Oral history of JFK shows how memories change

June 06, 1993|By Theo Lippman Jr.




Gerald S. and

Deborah R. Strober.


540 pages. $25.


Theodore C. Sorenson.


414 pages. $22. Of books about the Kennedys there is no end, to paraphrase historian V. O. Key. Here are a couple more.

The first proceeds from an interesting premise. The authors, newcomers to political writing, interviewed 140 women and men (practically all men) who knew John F. Kennedy in some political context, 26 to 28 years after his death. The first thing this reader suspected was that if these people's memory is no better than mine, a lot of this "oral history" is bunk.

Here are a couple of examples of what is at least semi-bunk.

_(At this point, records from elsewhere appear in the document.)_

PR #487, opened 2025-10-06
feat(metrics): use default Prometheus registry

### LINKED ISSUE #486: Use default Prometheus registry for metrics
### Problem

When using the StreamBuilder API, there is no way to reuse the default Prometheus registry from the main process to expose metrics under the same endpoint as the parent process. This adds additional overhead for monitoring by requiring separate scrape configs for each stream, as well as exposing multiple ports rather than reusing the Prometheus port from the parent process (`9090`).

### Proposed solution

Add a `use_default_registry` boolean field to the `prometheus` metric component config. Setting this field to true would pull the registry from `prometheus.DefaultRegisterer` rather than initializing a new one via `prometheus.NewRegistry()`.

### Prior work

The ability to share a metrics config for multiple streams was introduced in https://github.com/warpstreamlabs/bento/pull/422.

alecmerdler:
Adds a `use_default_registry` field to the Prometheus metrics config.

This solves a problem when using the StreamBuilder API, where the parent Go application exposes metrics on one port, but the Bento stream exposes its metrics on a different port. To simplify monitoring setup by only needing to scrape a single port, setting this field to true will cause Bento to use the default Prometheus registry rather than creating its own.

Resolves #486

### DIFF
--- a/internal/impl/prometheus/metrics_prometheus.go
+++ b/internal/impl/prometheus/metrics_prometheus.go
@@ -32,6 +32,7 @@ const (
 	pmFieldPushInterval                = "push_interval"
 	pmFieldPushJobName                 = "push_job_name"
 	pmFieldFileOutputPath              = "file_output_path"
+	pmFieldDefaultRegistryPath         = "use_default_registry"
 )
 
 func ConfigSpec() *service.ConfigSpec {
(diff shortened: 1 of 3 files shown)


jem-davies (approved):

jem-davies:
@alecmerdler - need to run `make docs`

alecmerdler:
@jem-davies Thanks, re-ran and pushed a new commit.

alecmerdler:
@jem-davies Thank you for the quick review! Love this project and I'm looking forward to contributing more in the future.

Issue #355, opened 2025-06-01
Flaky test: TestHTTPServerOutputSSEHeartbeat


gregfurman:
```
--- FAIL: TestHTTPServerOutputSSEHeartbeat (11.31s)
    output_http_server_test.go:531: Client timed out
```

https://github.com/warpstreamlabs/bento/actions/runs/15377659715/job/43264380460?pr=352#step:6:92

jem-davies:
still fails frequently

PR #488, opened 2025-10-07
test: Increase channel buffer and add ready signal to fix `TestHTTPServerOutputSSEHeartbeat`

HankStat:
Fixes [#355](https://github.com/warpstreamlabs/bento/issues/355)

### Problem
1. `receivedHeartbeats` channel deadlock: Due to the small buffer size (5) for the `receivedHeartbeats channel`, a deadlock happened when the channel filled up before the client's exit condition (2 messages && 3 heartbeats) was met, creating a circular wait and causing the test to time out.
2. Message race condition: The test used a fixed `time.Sleep(1 * time.Second)` to guess when the client goroutine was ready to receive data. On a busy system, the client might not be ready after 1 second, causing the `TestHTTPServerOutputSSEHeartbeat` test to send messages before the client was listening. This resulted in missed messages and the test failing with a `didn't receive enough messages` error.

### Solution
1. Increase channel buffer size: The buffer size for `receivedHeartbeats` has been increased to 50. This provides more than enough capacity to hold all events the client could produce during its 5-second runtime. This ensures the client goroutine will never block on a channel send, completely eliminating the deadlock.
2. Add channel to ensure synchronization: The `time.Sleep` has been replaced with a `clientReady` channel. After the client is ready and connected, it closes the channel to signal it is ready to read data. The `TestHTTPServerOutputSSEHeartbeat` test waits for the channel to be closed before sending any messages. This guarantees that messages are sent only when the client is ready to receive them.

### Verification
The test now correctly and consistently passes on my local machine after running it 200 times using a loop to simulate the flaky behavior. In addition, after running 200 times, the TestHTTPServerOutputSSEHeartbeat test took an average of 1.61 seconds to finish.
```bash
go test -v -race ./internal/impl/io -run ^TestHTTPServerOutputSSEHeartbeat$ -count=200
```
```
make test
make lint
make fmt
```

### DIFF
--- a/internal/impl/io/output_http_server_test.go
+++ b/internal/impl/io/output_http_server_test.go
@@ -366,8 +366,10 @@ http_server:
 	clientDone := make(chan struct{})
 	clientErrors := make(chan error, 1)
 	receivedMessages := make(chan string, 10)
-	receivedHeartbeats := make(chan struct{}, 5)
-
+	// Use larger buffer to prevent the client from blocking when sending heartbeats
+	receivedHeartbeats := make(chan struct{}, 50)
+	// Use channel to wait for client ready
+	clientReady := make(chan struct{}, 1)
 	go func() {
 		defer close(clientDone)
 
@@ -408,7 +410,8 @@ http_server:
 			clientErrors <- fmt.Errorf("unexpected content type: %s", contentType)
 			return
 		}
-
+		// Client is ready, close the channel
+		close(clientReady)
 		// Read the SSE stream
 		buffer := make([]byte, 4096)
 		currentData := ""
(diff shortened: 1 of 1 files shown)


internal/impl/io/output_http_server_test.go
```diff
@@ -366,8 +366,10 @@ http_server:
 	clientDone := make(chan struct{})
 	clientErrors := make(chan error, 1)
 	receivedMessages := make(chan string, 10)
-	receivedHeartbeats := make(chan struct{}, 5)
-
+	// Use larger buffer to prevent the client from blocking when sending heartbeats
+	receivedHeartbeats := make(chan struct{}, 50)
```
gregfurman, line 370: question: Wondering if these heartbeats even need to be buffered... 👀

internal/impl/io/output_http_server_test.go
```diff
@@ -366,8 +366,10 @@ http_server:
...
+	// Use channel to wait for client ready
+	clientReady := make(chan struct{})
```
gregfurman: nit: Consider making this buffered with a length of `1`

HankStat: Thanks for the suggestion. I've amended the commit to use a buffered channel as you recommended.

internal/impl/io/output_http_server_test.go
HankStat: Yes, the buffer is essential here. The test has no receiver for the `receivedHeartbeats` channel during the client's runtime, so an unbuffered channel would cause the sender to block indefinitely and create a deadlock.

Lee White, a White House lawyer, recalls that Theodore Sorenson wrote President Kennedy's civil rights speech after the 1963 bombing of a black church in Birmingham sheet by sheet "as the president delivered it. But all of a sudden Kennedy was talking faster than Sorenson could dictate and the secretary could type, so he ran out of sheets. But you could not tell where the script ended and the president began to take off with his own words. The guy was that spectacular."

In fact, according to Mr. Sorenson in his biography "Kennedy," written shortly after the president's assassination, the speech was completed in draft form before the president took the mike. JFK did ad-lib an eloquent conclusion, however.

The difference between the versions is the difference between impressive fact and spectacular legend.

Speaking of fact and legend: Joseph Rauh Jr., a civil rights lawyer in Washington, quotes Attorney General Robert Kennedy saying of a possible Supreme Court nominee, Harvard professor Paul Freund, " 'Not on your life. When we asked him to be solicitor general, he turned us down. We can't do this; if the person's coming from Harvard, it's going to be Archie Cox.' "

Mr. Rauh goes on: "Bobby was angry. I think he would remember [the turn-down] for a long time. The Kennedys remember old slights."

Robert Kennedy, himself, recalled the decision on Freund in a taped interview for the Kennedy archives a few years after the fact. He strongly implied that it was not pay-back that motivated him, but loyalty to Mr. Cox, a Harvard professor who had accepted the solicitor's job.

The difference in emphasis between the versions is important. I'd like to believe Mr. Rauh. I'm as enamored of the "Bobby was ruthless" legend as anyone. But was Mr. Rauh at the meeting? Did he hear and see Kennedy's anger? I don't think so, but the book doesn't say.

There are several anecdotes dealing with events of which I had first- or second-hand contemporary knowledge. My recollection doesn't square with the book's. My memory is no better than anybody else's, so I checked academic biographies on three of the anecdotes. In each case the memories of the interviewees are slightly but importantly different from what more careful, earlier researchers found.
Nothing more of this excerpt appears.